+++ Task data
PR #5701, opened 2024-01-04
Data-backed map for Plutus Tx

zliu41:
To avoid very large PRs I'd like to merge this part first.

This PR contains:
- A Data-backed `Map` type in `PlutusTx.DataMap`, and some tests.
- A new `Value` type backed by the new `Map` type in `PlutusLedgerApi.Data.V1.Value`.
- Updated the Marlowe validator to use the new `Map` type in `State`.

I need to write more tests, but otherwise this is ready for review.


plutus-benchmark/marlowe/src/PlutusBenchmark/Marlowe/Core/V1/Semantics.hs
```diff
@@ -322,19 +322,20 @@ evalObservation env state obs = let
...
+    if Map.null accounts
+        then Nothing
+        else
+            -- SCP-5126: The return value of this function differs from
+            -- Isabelle semantics in that it returns the least-recently
+            -- added account-token combination rather than the first
+            -- lexicographically ordered one. Also, the sequence
+            -- `Map.fromList . tail . Map.toList` preserves the
+            -- invariants of order and non-duplication.
+            let (((accId, token), balance), rest) = Map.unsafeUncons accounts
```
effectfully, line 335: Is the comment still true? At the very least the `Map.fromList . tail . Map.toList point seems obsolete. Someone from the Marlowe team should look at this, I think.

plutus-benchmark/marlowe/src/PlutusBenchmark/Marlowe/Scripts/Semantics.hs
```diff
@@ -265,29 +265,16 @@ mkMarloweValidator
...
            -- [Marlowe-Cardano Specification: "Constraint 18. Final balance."]
            traceIfFalse ("v"  <> tag) (totalBalance accounts == expected)
            -- [Marlowe-Cardano Specification: "Constraint 13. Positive balances".]
-        && traceIfFalse ("b"  <> tag) (all positiveBalance $ AssocMap.toList accounts)
+        && traceIfFalse ("b"  <> tag) (Map.all (> 0) accounts)
            -- [Marlowe-Cardano Specification: "Constraint 19. No duplicates".]
-        && traceIfFalse ("ea" <> tag) (noDuplicates accounts)
-        && traceIfFalse ("ec" <> tag) (noDuplicates choices)
-        && traceIfFalse ("eb" <> tag) (noDuplicates boundValues)
+        && traceIfFalse ("ea" <> tag) (Map.noDuplicateKeys accounts)
```
effectfully, line 275: I'm surprised the `Map` module provides such a function, but OK.

plutus-benchmark/marlowe/test/role-payout/9.6/057ebc80922f16a5f4bf13e985bf586b8cff37a2f6fe0f3ce842178c16981027.eval.golden
```diff
@@ -1,2 +1,2 @@
-({cpu: 194025187
-| mem: 663336})
\ No newline at end of file
+({cpu: 195267187
```
effectfully, line 1: Here we go one bazillion golden files. This would be so much easier to review if the diff was accompanied by a graph clearly showing the difference for all the data points at once.

plutus-ledger-api/src/PlutusLedgerApi/Data/V1/Value.hs
```diff
@@ -0,0 +1,134 @@
...
+  Map k a ->
+  Map k a ->
+  Bool
+unordEqWith is0 eqV = goBoth
+  where
+    -- Recurse on the spines of both the lists simultaneously.
+    goBoth kvsL kvsR
+      -- One spine is longer than the other one, but this still can result in a
+      -- succeeding equality.
+      -- check if the non-empty list only contains zero values.
```
effectfully, line 77: That was probably my typo, but please remove that dot and the newline after "equality", it's a single sentence.

plutus-tx-plugin/test/Map/Spec.hs
```diff
@@ -0,0 +1,94 @@
...
+  CompiledCode
+    ( Integer ->
+      ( Maybe PlutusTx.BuiltinByteString
+      , Maybe PlutusTx.BuiltinByteString
+      , Maybe PlutusTx.BuiltinByteString
+      , Maybe PlutusTx.BuiltinByteString
+      , Maybe PlutusTx.BuiltinByteString
+      )
+    )
+map1 =
```
effectfully, line 51: A short description of what we're testing here?

plutus-tx/src/PlutusTx/DataMap.hs
```diff
@@ -0,0 +1,355 @@
...
+  * Other operations are slower than @PlutusTx.AssocMap.Map@, although equality
+    checks on keys can be faster due to `P.equalsData`.
+  * Many operations involve converting the keys and/or values to/from `P.BuiltinData`.
+
+Therefore this map implementation is likely a better choice than @PlutusTx.AssocMap.Map@
+if it is part of a data type defined using @asData@, and the key and value types
+have efficient `P.toBuiltinData` and `P.unsafeFromBuiltinData` operations (e.g., they
+are primitive types or types defined using @asData@).
+-}
+newtype Map k a = Map P.BuiltinData
```
effectfully, line 33: A comment on whether there are any invariants such as orderness? (Stipulating the lack of orderness would also be helpful)

effectfully (commented):
Ran out of time, will continue reviewing tomorrow.

plutus-benchmark/marlowe/test/role-payout/9.6/057ebc80922f16a5f4bf13e985bf586b8cff37a2f6fe0f3ce842178c16981027.eval.golden
kwxm: > Here we go one bazillion golden files. This would be so much easier to review if the diff was accompanied by a graph clearly showing the difference for all the data points at once.

It would help a lot if we even had all the results printed in a table in a single file.  That should be doable for the marlowe files, although I'm not sure if/how you'd be able to do it more generally.

plutus-tx/src/PlutusTx/DataMap.hs
```diff
@@ -0,0 +1,355 @@
+{-# LANGUAGE DeriveDataTypeable #-}
+{-# LANGUAGE DerivingStrategies #-}
+{-# LANGUAGE FlexibleContexts   #-}
+{-# LANGUAGE LambdaCase         #-}
+{-# LANGUAGE NoImplicitPrelude  #-}
+{-# LANGUAGE TupleSections      #-}
+{-# LANGUAGE ViewPatterns       #-}
+
+module PlutusTx.DataMap where
```
kwxm, line 9: Do you want to say what you're exporting here?

plutus-tx/src/PlutusTx/DataMap.hs
```diff
@@ -0,0 +1,355 @@
...
+{- | An associative map implementation backed by `P.BuiltinData`.
+
+This map implementation has the following characteristics:
+
+  * The `P.toBuiltinData` and `P.unsafeFromBuiltinData` operations are no-op.
+  * Other operations are slower than @PlutusTx.AssocMap.Map@, although equality
+    checks on keys can be faster due to `P.equalsData`.
+  * Many operations involve converting the keys and/or values to/from `P.BuiltinData`.
+
+Therefore this map implementation is likely a better choice than @PlutusTx.AssocMap.Map@
```
kwxm, line 28: Oh, are you going to keep both of them and let the user choose?  If you're going to do that you could maybe have property tests to check that both versions do the same thing.  Also in that case it would be worth mentioning it in `PlutusTx.AssocMap.Map`.

plutus-tx/src/PlutusTx/DataMap.hs
```diff
@@ -0,0 +1,355 @@
...
+  BI.BuiltinList (BI.BuiltinPair BuiltinData BuiltinData) ->
+  Maybe BuiltinData
+lookup' k = go
+  where
+    go xs =
+      P.matchList
+        xs
+        Nothing
+        ( \hd tl ->
+            let k' = BI.fst hd
```
kwxm, line 65: The alignment seems a bit odd here (and elsewhere in this file).

plutus-tx/src/PlutusTx/DataMap.hs
```diff
@@ -0,0 +1,355 @@
...
+        False
+        ( \hd tl ->
+            let k' = BI.fst hd
+             in if P.equalsData k k'
+                  then True
+                  else go tl
+        )
+
+{-# INLINEABLE insert #-}
+insert :: forall k a. (P.ToData k, P.ToData a) => k -> a -> Map k a -> Map k a
```
kwxm, line 92: Maybe have some Haddock saying how this behaves if the key already exists in the map.

plutus-tx/src/PlutusTx/DataMap.hs
```diff
@@ -0,0 +1,355 @@
...
+insert (P.toBuiltinData -> k) (P.toBuiltinData -> a) m =
+  unsafeFromBuiltinList (go (toBuiltinList m))
+  where
+    go ::
+      BI.BuiltinList (BI.BuiltinPair BuiltinData BuiltinData) ->
+      BI.BuiltinList (BI.BuiltinPair BuiltinData BuiltinData)
+    go xs =
+      P.matchList
+        xs
+        (BI.mkCons (BI.mkPairData k a) nil)
```
kwxm, line 102: I think that if the key's not already in the map then this always inserts the new entry at the end and has to duplicate all of the original list when it does `BI.mkCons hd (go tl)` a few lines below here.  Could we somehow just cons the new entry onto the front in that case? That would presumably be more memory-efficient.

Later: I thought you could avoid duplicating the original input by binding it to a variable at the start and consing onto that if you arrive at the end without finding the key, but you _do_ have to copy the front of the list if the key actually is present and you can't tell that it's safe not to  do that until you get to the end.  Hmmm.

Later still: I suppose you could scan the whole list first to see if your key's already there and do the cheap cons if it isn't, but then you're paying for a possible memory saving with the CPU cost of an extra traversal.

plutus-tx/src/PlutusTx/DataMap.hs
```diff
@@ -0,0 +1,355 @@
...
+      BI.BuiltinList (BI.BuiltinPair BuiltinData BuiltinData)
+    go xs =
+      P.matchList
+        xs
+        nil
+        ( \hd tl ->
+            let k' = BI.fst hd
+             in if P.equalsData k k'
+                  then tl
+                  else BI.mkCons hd (go tl)
```
kwxm, line 125: Again, I think this duplicates the entire list if you delete a non-existent entry.

plutus-tx/src/PlutusTx/DataMap.hs
```diff
@@ -0,0 +1,355 @@
...
+null = P.null . toBuiltinList
+
+{-# INLINEABLE unsafeFromList #-}
+unsafeFromList :: (P.ToData k, P.ToData a) => [(k, a)] -> Map k a
+unsafeFromList =
+  unsafeFromBuiltinList
+    . toBuiltin
+    . PlutusTx.Prelude.map (\(k, a) -> (P.toBuiltinData k, P.toBuiltinData a))
+
+{-# INLINEABLE uncons #-}
```
kwxm, line 149: Would you ever want to do this?

plutus-tx/src/PlutusTx/DataMap.hs
```diff
@@ -0,0 +1,355 @@
...
+    res :: BI.BuiltinList (BI.BuiltinPair BuiltinData BuiltinData)
+    res = go rs' ls'
+      where
+        go acc xs =
+          P.matchList
+            xs
+            acc
+            (\hd -> go (BI.mkCons hd acc))
+
+-- | Combine two 'Map's with the given combination function.
```
kwxm, line 272: It would be useful to have a comment saying what the semantics are if you've got an overlap.

plutus-tx/src/PlutusTx/DataMap.hs
```diff
@@ -0,0 +1,355 @@
...
+        xs
+        False
+        ( \hd tl ->
+            let a = P.unsafeFromBuiltinData (BI.snd hd)
+             in if p a then True else go tl
+        )
+
+{-# INLINEABLE union #-}
+
+-- | Combine two 'Map's.
```
kwxm, line 217: I'm not sure what this is doing, but it's bedtime so I'll submit what I've said so far and come back for another look next week.

kwxm (commented):
I've not looked at the whole thing: I'll come back and finish next week.

plutus-tx/src/PlutusTx/DataMap.hs
```diff
@@ -0,0 +1,355 @@
...
+{-# INLINEABLE empty #-}
+empty :: forall k a. Map k a
+empty = unsafeFromBuiltinList nil
+
+{-# INLINEABLE null #-}
+null :: forall k a. Map k a -> Bool
+null = P.null . toBuiltinList
+
+{-# INLINEABLE unsafeFromList #-}
+unsafeFromList :: (P.ToData k, P.ToData a) => [(k, a)] -> Map k a
```
michaelpj, line 143: lots of this stuff needs haddock, explaining what things do and in this case why it's unsafe

plutus-tx/src/PlutusTx/DataMap.hs
michaelpj: Yeah, this is a bit weird, since it depends on the ordering

plutus-tx/src/PlutusTx/DataMap.hs
```diff
@@ -0,0 +1,355 @@
...
+  Map k a ->
+  ((k, a), Map k a)
+unsafeUncons m =
+  ((P.unsafeFromBuiltinData k, P.unsafeFromBuiltinData a), unsafeFromBuiltinList tl)
+  where
+    (hd, tl) = P.unsafeUncons (toBuiltinList m)
+    (k, a) = P.pairToPair hd
+
+{-# INLINEABLE noDuplicateKeys #-}
+noDuplicateKeys :: forall k a. Map k a -> Bool
```
michaelpj, line 174: this is quadratic, worth saying

plutus-tx/src/PlutusTx/DataMap.hs
```diff
@@ -0,0 +1,355 @@
...
+      P.matchList
+        xs
+        True
+        ( \hd tl ->
+            let k = BI.fst hd
+             in if member' k tl then False else go tl
+        )
+
+{-# INLINEABLE all #-}
+all :: forall k a. (P.UnsafeFromData a) => (a -> Bool) -> Map k a -> Bool
```
michaelpj, line 188: why not define a fold and use that for a bunch of these?

michaelpj: generally it seems like you've avoided defining any higher-order functions and using them, which seems like overkill to me, and makes this much harder to review...

plutus-tx/src/PlutusTx/DataMap.hs
michaelpj: I think it's an inlined and de-abstracted version of the one in AssocMap. I'm not sure why it's not a more direct port.

plutus-ledger-api/src/PlutusLedgerApi/Data/V1/Value.hs
```diff
@@ -0,0 +1,134 @@
+{-# LANGUAGE MultiWayIf        #-}
+{-# LANGUAGE NoImplicitPrelude #-}
+{-# LANGUAGE ViewPatterns      #-}
+
+module PlutusLedgerApi.Data.V1.Value where
```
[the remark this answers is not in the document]
michaelpj: Yeah, I feel like maybe we should talk about how we're going to do the API. Duplicating it all is just going to suck, but I don't know what alternative we have if the new version isn't a strict improvement on the old one (which it doesn't seem like it is...).

plutus-tx-plugin/test/Map/Spec.hs
michaelpj: Also I think it would be appropriate to do some "model" property-based tests where we test that this map behaves like a Haskell map and/or AssocMap under various series of operations.

plutus-tx/src/PlutusTx/DataMap.hs
michaelpj: I think the invariant is just no-duplicates, and not orderedness. I wonder if having it be ordered would help... then it wouldn't be a drop-in replacement for `AssocMap` since you would need `Ord`, I guess.

michaelpj (commented):
I would like to know why it's not always faster!

plutus-tx/src/PlutusTx/DataMap.hs
kwxm: Isn't the notion of invariant a bit tenuous here?  It would be easy to construct a data object that looks like a map but doesn't satisfy the invariants and stick it in a datum or something. You might even do that by accident if you're using some external tool to produce data.

effectfully: > Isn't the notion of invariant a bit tenuous here?

Either way, I just wanna know if there are any or not.

>  It would be easy to construct a data object that looks like a map but doesn't satisfy the invariants and stick it in a datum or something. You might even do that by accident if you're using some external tool to produce data.

A `Map` isn't necessarily taken verbatim from a datum. It may be produced by the validator itself or come from a datum but be properly sanitized, so I don't think having invariants is out of question. But maybe I misunderstand the intended use cases.

plutus-tx/src/PlutusTx/DataMap.hs
effectfully: > why not define a fold and use that for a bunch of these?

That would make it trickier to make sure that things short-circuit properly, although inlining probably is more or less reliable in that case, although relying on inlining is always dangerous.

effectfully (commented):
As others said, tests and docs are missing, otherwise seems good, although I do share Kenneth's performance concerns.

plutus-tx/src/PlutusTx/DataMap.hs
zliu41: Yes, will add explicit exports.

plutus-tx/src/PlutusTx/DataMap.hs
zliu41: > I think the invariant is just no-duplicates

It doesn't guarantee no-duplicates. This is really an association list, rather than a map, and should probably be named so.

plutus-tx/src/PlutusTx/DataMap.hs
zliu41: It's fourmolu - it would take me forever to hand-format this module!

plutus-tx/src/PlutusTx/DataMap.hs
zliu41: > I suppose you could scan the whole list first to see if your key's already there and do the cheap cons if it isn't, but then you're paying for a possible memory saving with the CPU cost of an extra traversal.

I doubt doing two traversals for insertion is the more efficient implementation in any programming language (do people do that in any language?), and thus isn't the right thing to do in PLC either.

plutus-tx/src/PlutusTx/DataMap.hs
zliu41: The Marlowe validator needs `unsafeUncons`.

This data structure is really an association list rather than a map, and should probably be named so. For an association list, it makes a lot more sense to have an `uncons` operation.

plutus-tx/src/PlutusTx/DataMap.hs
zliu41: Again, if we call this an association list, then this would be a lot more obvious.

plutus-tx/src/PlutusTx/DataMap.hs
zliu41: > why not define a fold

Then `fold` will have to be inlined and beta-reduced, but there's no guarantee, even if it has the INLINE pragma. Recall that the INLINE pragma only makes it inline, not beta-reduce.

The code duplication shouldn't be a big deal due to CSE.

zliu41 (commented):
Responded to some comments.

plutus-tx/src/PlutusTx/DataMap.hs
kwxm: > It's fourmolu - it would take me forever to hand-format this module!

Ahhhh.  I've never tried using fourmolu.  I just let stylish-haskell do its thing, and it does something totally different!

plutus-tx/src/PlutusTx/DataMap.hs
kwxm: I suppose in general you'd use some structure that lets you do efficient insertion, but trying to do something like that in PLC might have too much overhead. The trouble is that we're trying to maintain an invariant of every key only occurring once, and that's maybe a bad fit with lists.  I suppose we could do some experiments to see what the space/time tradeoff is like if we do two traversals. Maybe the space usage isn't too bad though: you do have to copy all of the nodes if the thing you're inserting isn't in the map, but it's a shallow copy where you just need to allocate new cons-cells that contain pointers to the contents without copying the contents themselves.

kwxm: > Maybe the space usage isn't too bad 

... although if you create a map with n entries by calling `insert` n times you'll allocate n(n+1)/2 cons cells in total.

plutus-tx/src/PlutusTx/DataMap.hs
```diff
@@ -0,0 +1,355 @@
...
+        False
+        ( \hd tl ->
+            let a = P.unsafeFromBuiltinData (BI.snd hd)
+             in if p a then True else go tl
+        )
+
+{-# INLINEABLE union #-}
+
+-- | Combine two 'Map's.
+union ::
```
kwxm, line 218: I'm still failing to gasp what this is doing.  If I have
```
m1 = Map Map [(I 22,I 222),(I 11,I 111)]
m2 = Map Map [(I 22,I 999),(I 33,I 333)]
```
then `union m1 m2` is
```
Map Map [(I 11,Constr 1 [I 111]),(I 22,Constr 3 [I 222,I 999]),(I 33,I 333)]
```
The keys that are in m1 have their values tagged with `This`, the key's that are in both have both values tagged with `These`, but the stuff that's in m2 only is untagged.  Is there a `That` missing is the definition of rs' or somewhere?

kwxm: I was trying to think what would happen if either or both of the inputs contained duplicate keys, but my mind couldn't handle it.

plutus-tx/src/PlutusTx/DataMap.hs
```diff
@@ -0,0 +1,355 @@
...
+        go xs =
+          P.matchList
+            xs
+            nil
+            ( \hd tl ->
+                let k' = BI.fst hd
+                    tl' = go tl
+                 in if member' k' ls
+                      then tl'
+                      else BI.mkCons hd tl'
```
kwxm, line 260: Further to my earlier comment, think this should be something like
```
   else BI.mkCons (BI.mkPairData k' (P.toBuiltinData (That (P.unsafeFromBuiltinData (BI.snd hd)) :: These a b))) tl'
```
which is not exactly what you'd call elegant.

plutus-tx/src/PlutusTx/DataMap.hs
```diff
@@ -0,0 +1,355 @@
...
+
+-- | Combine two 'Map's with the given combination function.
+unionWith ::
+  forall k a.
+  (P.UnsafeFromData a, P.ToData a) =>
+  (a -> a -> a) ->
+  Map k a ->
+  Map k a ->
+  Map k a
+unionWith f (toBuiltinList -> ls) (toBuiltinList -> rs) =
```
kwxm, line 280: Ah, this is the thing that lets users resolve clashes themselves, but it's less general than `union` because the values in both maps have to be of the same type.  I suppose one could generalise this by making it something like 
```
  forall k a.
  <suitable constraints> =>
  (a -> c) ->
  (b -> c) ->
  (a -> b -> c) ->
  Map k a ->
  Map k b ->
  Map k c
  ```
and then it would subsume `union`.

File: plutus-tx/src/PlutusTx/DataMap.hs [hunk 23]
```diff
@@ -0,0 +1,355 @@
...
+            ( \hd tl ->
+                let k' = BI.fst hd
+                    tl' = go tl
+                 in if member' k' ls
+                      then tl'
+                      else BI.mkCons hd tl'
+            )
+
+    res :: BI.BuiltinList (BI.BuiltinPair BuiltinData BuiltinData)
+    res = go rs' ls'
```
kwxm, line 264: Can you make this act on `rs` and cons the missing stuff (ie the stuff not in the overlap) directly onto `ls'`? I think that at the moment it's using heap memory to construct `rs'` as an intermediate list which is then appended to `ls'` and discarded.  If you can avoid constructing `rs'` then it would be more efficient in terms of both CPU and memory.

plutus-tx/src/PlutusTx/DataMap.hs
```diff
@@ -0,0 +1,355 @@
...
+                    v'' = case lookup' k' rs of
+                      Just r ->
+                        P.toBuiltinData
+                          (f (P.unsafeFromBuiltinData v') (P.unsafeFromBuiltinData r))
+                      Nothing -> v'
+                 in BI.mkCons (BI.mkPairData k' v'') (go tl)
+            )
+
+    rs' :: BI.BuiltinList (BI.BuiltinPair BuiltinData BuiltinData)
+    rs' = go rs
```
kwxm, line 302: Again it might be possible to avoid constructing `rs'`.

kwxm (commented):
OK, I've finished now.  I think some of it could be made more efficient, but the problem is that that would make it more complicated and less comprehensible, and hence more error-prone.

ana-pantilie:
Closing as I am splitting this up into multiple PRs.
++++++
→ Exercise details: Tally the lines of the listing in which the word "clearly" occurs, and state the total alone.

→ Solved problem: 2